The synthetic division table is:
$$ \begin{array}{c|rrrrrr}2&1&-2&0&0&-10&25\\& & 2& 0& 0& 0& \color{black}{-20} \\ \hline &\color{blue}{1}&\color{blue}{0}&\color{blue}{0}&\color{blue}{0}&\color{blue}{-10}&\color{orangered}{5} \end{array} $$The solution is:
$$ \frac{ x^{5}-2x^{4}-10x+25 }{ x-2 } = \color{blue}{x^{4}-10} ~+~ \frac{ \color{red}{ 5 } }{ x-2 } $$Step 1 : Write down the coefficients of the dividend into division table. Put the zero from $ x -2 = 0 $ ( $ x = \color{blue}{ 2 } $ ) at the left.
$$ \begin{array}{c|rrrrrr}\color{blue}{2}&1&-2&0&0&-10&25\\& & & & & & \\ \hline &&&&&& \end{array} $$Step 1 : Bring down the leading coefficient to the bottom row.

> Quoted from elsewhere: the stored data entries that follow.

PR #546, opened 2019-04-26
drop_ksonnet_from_mnist

### LINKED ISSUE #539: Remove ksonnet from mnist example
Since ksonnet is deprecated we should remove ksonnet from the mnist example.

One possible approach would be to use a tool like make, jsonnet, kustomize, or a custom python script to easily generate a set of YAML files customized for a particular user.

jinchihe:
fixes #539

## Problem: 

Remove `ksonnet` from mnist example since `ksonnet` is deprecated. 

### Overall: 

Using `kustomize` to replease `ksonnet`.

### For different platforms: Local, GCP and S3

There are three platforms we need to cover: Local, GCP and S3, for training, monitoring and serving. some configurations are common for the 3 platforms, while others are different (for example: need to configure pvc mounting for local mode and need to configure user-gcp-sa secret for GCP, etc..), the initial thought is creating `base`(common) and `overlay` for those differences, but seems the `kustomize` cannot not merge the CRD (`TFJOB`) correctly. For example: `base` configured common part, and `overlay` configured the specific volume configuration, but the kustomize `patchesStrategicMerge` works abnormally for the CRD, but that's OK for k8s native resource.

So the PR separated 3 platforms without `base`, that caused some duplication. seems kustomize need to be handle the CRD tfjob case, and then enhance the `mnist` to `base + overlay` methods.

### For customized configurations

There are some customized configurations (for example `modelDir` and `exportDir`), the method for handling the customized configurations is creating configmap for those customized configurations and then set variables from the `configmap`, kustomize will replace the variables with real value when general the YAML file by running `kustomize build`.

But here it is worth mentioning for two parameters: `numPs` and `numWorkers`, we cannot handle the parameters as above methods, two reasons:

1> From `configmap` -> variables solution, the value will be String (as "1"), but the CRD defined the value be integer（as 1).
2> If user do not want to set the Ps and Worker, just only chief. We cannot set the numPs and numWorkers to 0 since the CRD defined the values must be an integer and greater than or equal to 1. So the solution for `numPs` and `numWorkers` is separating `Chief`, `PS` and `Worker` to 3 YAML, if user defined `numPs` and `numWorkers` >= 1, then merge that, if not only defining `Chief` YAML in `resource` of `kustomization.yaml`.

I created one simple script `definition.sh` to get user customized configurations and then add resource in `kustomization.yaml` to merge Ps and Worker.

Any comments or concern, please let me know, thanks.

---
This change is [Reviewable](https://reviewable.io/reviews/kubeflow/examples/546)


jinchihe:
/assign @jlewi 

Jeremy, could you please review the RP, I will address your comments with high priority if have since you said that planed to run mnist demo by Apr 30. Thanks a lot!

jlewi:
Thanks @jinchihe 

/assign @swiftdiaries 
/assign @hougangliu 

Can one or both of you take a look as well since you are the kustomize experts?

jlewi:
@jinchihe Can you update the PR description please to provide more explanation in particular

1. What is the problem?
1. How you are addressing it?

jinchihe:
> @jinchihe Can you update the PR description please to provide more explanation in particular
> 
>     1. What is the problem?
> 
>     2. How you are addressing it?

Great thanks for your comments. Yes, that’s really need some explanation for the implement. I added  in the RP description, hope that’s help for reviewing the changes  :-)

mnist/training/local/kustomization.yaml
```diff
@@ -0,0 +1,36 @@
...
+    apiVersion: v1
+    kind: ConfigMap
+    name: mnist-map-local
+
+configurations:
+- params.yaml
+
+configMapGenerator:
+- literals:
+  name: mnist-map-local
```
hougangliu: syntax error here if use don't run `kustomize edit add configmap mnist-map-local --from-literal=name=mnist-train-local`. maybe you can set a default value here to avoid misunderstanding like below:
```
- name: mnist-map-local
  literals:	
  - name=mnist-train-local
```
please also update others similar as here

hougangliu:
as @jlewi mentioned, we had better have below org since mnist here is an app
.
├── kustomization.yaml
├── front
│   ├── kustomization.yaml
│   ├── ...
├── monitoring
│   ├── base
│   │   ├── kustomization.yaml
│   │   ├── ...
│   ├── GCS
│   │   ├── kustomization.yaml
│   │   ├── ...
│   └── S3
│   │   ├── kustomization.yaml
│   │   ├── ...
├── serving
│   ├── base
│   │   ├── kustomization.yaml
│   │   ├── ...
│   ├── GCS
│   │   ├── kustomization.yaml
│   │   ├── ...
│   └── local
│   │   ├── kustomization.yaml
│   │   ├── ...
└── training
    ├── base
    │   ├── kustomization.yaml
    │   ├── ...
    ├── GCS
    │   ├── kustomization.yaml
    │   ├── ...
    ├── local
    │   ├── kustomization.yaml
    │   ├── ...
    └── S3
    │   ├── kustomization.yaml
    │   ├── ...

mnist/training/local/kustomization.yaml
jinchihe: Thanks Hougang, if set default value, the current kustomize cannot set to new value for configmap, only support to add one metrics.

jinchihe:
> as @jlewi mentioned, we had better have below org since mnist here is an app
> .
> ├── kustomization.yaml
> ├── front
> │ ├── kustomization.yaml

$$ \begin{array}{c|rrrrrr}2&\color{orangered}{ 1 }&-2&0&0&-10&25\\& & & & & & \\ \hline &\color{orangered}{1}&&&&& \end{array} $$Step 2 : Multiply by the number on the left, and carry the result into the next column: $ \color{blue}{ 2 } \cdot \color{blue}{ 1 } = \color{blue}{ 2 } $.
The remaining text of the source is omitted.